→ **INSTRUCTIONS FOR THE TASK**
Find the word "security" in the data, then copy each line where it is found.

START DATA TO EXAMINE

PR #2174, opened 2026-08-18
test(release): authorize Windows and Linux packages

naingthet:
## Summary

- authorize the current release workflow and the upcoming Windows/Linux release graph in the trusted workflow policy
- allow the Windows signing job to tighten its compiler-cache restore to the exact validated release SHA and version
- require the Linux packaging job to remain cache-write-free before updater signing material is loaded

## Why

The release-policy CI job intentionally runs `main`'s trusted tests against pull-request workflow changes. PR #2173 cannot add Linux to the release graph until the trusted policy recognizes that graph. This is the same prerequisite-policy transition used for universal macOS packaging and immutable releases.

The transition keeps every current assertion active while admitting the stricter follow-up workflow. PR #2173 will tighten the tests to the final Windows/Linux-only shape after this prerequisite lands.

## Validation

- `node --test scripts/workflow-security.test.mjs` — 35 tests passed
- `node --test scripts/workflow-security-mutations.test.mjs` — 43 tests passed
- `git diff --check`

Prerequisite for #2173.

### DIFF
--- a/scripts/workflow-security.test.mjs
+++ b/scripts/workflow-security.test.mjs
@@ -107,6 +107,14 @@ const DESKTOP_SIGNING_JOBS = [
   },
 ];
 
+if (/^  build_linux:/m.test(workflows["release.yml"])) {
+  DESKTOP_SIGNING_JOBS.push({
+    file: "release.yml",
+    name: "build_linux",
+    validate: "Verify and collect Linux artifacts",
+  });
+}
+
 function desktopSigningJobs() {
   return DESKTOP_SIGNING_JOBS.map((spec) => ({
     ...spec,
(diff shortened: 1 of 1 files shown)


naingthet (commented):
Prerequisite trusted-policy update so #2173 can teach `main` a Linux graph. Current assertions stay in force; Linux-only checks are gated on `build_linux` existing.

The authorized Linux shape is stricter than #2173 as filed: no `prepare_linux`, no `actions/cache/save`, `save-if: false` on rust-cache, no pnpm cache, packages built before updater material is loaded. That is the right isolation (and matches the CodeQL cache-poisoning note on #2173). After this lands, #2173 still has to drop `prepare_linux` or the trusted job will fail again.

Windows restore-key assertion now accepts either today's multi-key fallback or a single SHA+version pin. The pin is stricter; the current graph still has to keep `hashFiles('Cargo.lock', …)` on every restorable key.

`publish.needs` / attach `needs` optionally include `build_linux`. `linux-release-cargo-registry-v1` is added to the allowed cargo-registry keys.

No blocking issue in this policy-only change. Hold merge until desktop test / clippy / workspace test finish (Rust-scope jobs are still running). Then #2173 must be rewritten to the authorized graph before it can go green.

naingthet (commented):
## Summary

This is the intended prerequisite-policy transition for #2173: `main`'s trusted workflow-security tests stay green on today's release graph, and they will also accept the upcoming Windows/Linux graph instead of failing the release-policy lane. Current assertions remain in force. Linux checks are gated on `build_linux` existing and lock that job to a cache-write-free shape.

No correctness issues.

## Issue counts by severity

- bugs: 0
- suggestions: 0
- nits: 0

END DATA TO EXAMINE

→ **ANSWER BELOW**
- `node --test scripts/workflow-security.test.mjs` — 35 tests passed
- `node --test scripts/workflow-security-mutations.test.mjs` — 43 tests passed
--- a/scripts/workflow-security.test.mjs
+++ b/scripts/workflow-security.test.mjs
This is the intended prerequisite-policy transition for #2173: `main`'s trusted workflow-security tests stay green on today's release graph, and they will also accept the upcoming Windows/Linux graph instead of failing the release-policy lane. Current assertions remain in force. Linux checks are gated on `build_linux` existing and lock that job to a cache-write-free shape.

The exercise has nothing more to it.